Laut am Donnerstag veröffentlichten Börsenprospekt, müsse die RBI die Emission aber nicht zwingend umsetzen. Bei einer schwachen Nachfrage und einem nicht zufriedenstellenden Preis, könne der Börsengang nach der Zeichnungsfrist abgeblasen werden. Das Prospekt schreibe zudem keine Bandbreite für den Preis fest. Der Preis für die 33,85 Millionen Aktien werde erst nach der Zeichnungsfrist veröffentlicht. Das Angebot richtet sich ausschließlich an institutionelle Investoren. Das Debüt an der Warschauer Böse ist für den 19. Juli geplant.
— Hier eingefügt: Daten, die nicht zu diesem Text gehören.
Issue #746, opened 2018-11-07
Upcoming events does not honor event status


kgf:
Currently, when texting `upcoming` into Ready Responder, people get really old events.
This line needs to filter events to only upcoming. There is already a scope in the event model to handle this.

https://github.com/ReadyResponder/ReadyResponder/blob/development/app/models/person.rb#L232

kgf:
Thanks to @lilsweetcaligula and @houhoulis for resolving this. I can confirm it works in production.

Thanks!

PR #747, opened 2018-12-02
Make Person#upcoming_events honor the event status

lilsweetcaligula:
#746 

Awaiting any requests for changes that might come up.

P. S. I'm personally doubting if the `:upcoming` trait that I have defined is really needed, but felt it was sensible to include it. What do you people think?

### DIFF
--- a/spec/models/person_spec.rb
+++ b/spec/models/person_spec.rb
@@ -293,22 +293,29 @@ RSpec.describe Person do
   describe 'upcoming_events' do
     let(:department) { create :department }
     let(:person) { create :person, department: department }
-    let(:e1) { create :event, departments: [department] }
-    let(:e2) { create :event, departments: [department] }
-    let(:e3) { create :event, departments: [department] }
-    let(:e4) { create :event, departments: [department] }
-    let(:e5) { create :event, departments: [department] }
-    let(:e6) { create :event, departments: [department] }
-    let(:e7) { create :event, departments: [department] }
-    let(:e8) { create :event, departments: [department] }
-    let(:e9) { create :event, departments: [department] }
-    let(:e10) { create :event, departments: [department] }
+    let(:e1) { create :event, :upcoming, departments: [department] }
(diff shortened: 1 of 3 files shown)


houhoulis:
This looks very good to me.  I agree with your assessment, the `:upcoming` trait seems useful though not essential.

spec/models/person_spec.rb
```diff
@@ -293,23 +293,30 @@
...
     context 'with settings' do
       it 'returns count from setting' do
         expect(person.upcoming_events).to eq [e6, e7, e8, e9, e10]
       end
+
+      it 'returns only the upcoming events' do
+        e7.update!(status: 'Closed')
+        e9.update!(start_time: 2.days.ago, end_time: 1.day.ago)
+
+        expect(person.upcoming_events).to eq [e6, e8, e10]
```
houhoulis, line 318: The `person.upcoming_events` query, as far as I can tell, is not guaranteed to return events in a particular order.  When you're testing a result which should be acceptable in any order, I would recommend using `match_array` or `contain_exactly` instead of `eq`.  That way, if the database happens to return events in a different order, the test will still pass.

All the other tests in this `'upcoming_events'` block already use `eq`, though, so I'm fine merging as is.

houhoulis (approved):
Thanks @lilsweetcaligula !  👍

spec/models/person_spec.rb
lilsweetcaligula: @houhoulis 

Thank you! Would you like me to create an issue, go through this particular spec and change `eq` to `match_array`, where appropriate?

Your suggestion of using the `match_array` additionally has the potential of making the intention of the unimportant order in the results more clear as well.

houhoulis: Thank you @lilsweetcaligula for the offer!  I saw this comment immediately after I made #748 .  Next time I'll take you up on it!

Der Börsengang kommt für die in vielen Ländern Osteuropas tätige Raiffeisen Bank zu einem ungünstigen Zeitpunkt. Die Bank fährt bei ihrer Polen-Tochter gerade einen scharfen Sparkurs. Filialen sollen geschlossen werden und hunderte Stellen abgebaut werden. Ursprünglich wollte die RBI ihre Tochter - die zehntgrößte Bank Polens - im vergangenen Jahr verkaufen. Doch die Pläne platzten überraschend. Die RBI führte exklusive Verhandlungen mit der polnischen Alior Bank, doch das vom staatlichen Versicherer PZU kontrollierte Institut stoppte den Deal. Der polnische Finanzminister begründete dies mit unterschiedlichen Preisvorstellungen. RBI kündigte daraufhin an, ihr Geschäft in Polen stark verkleinern zu wollen.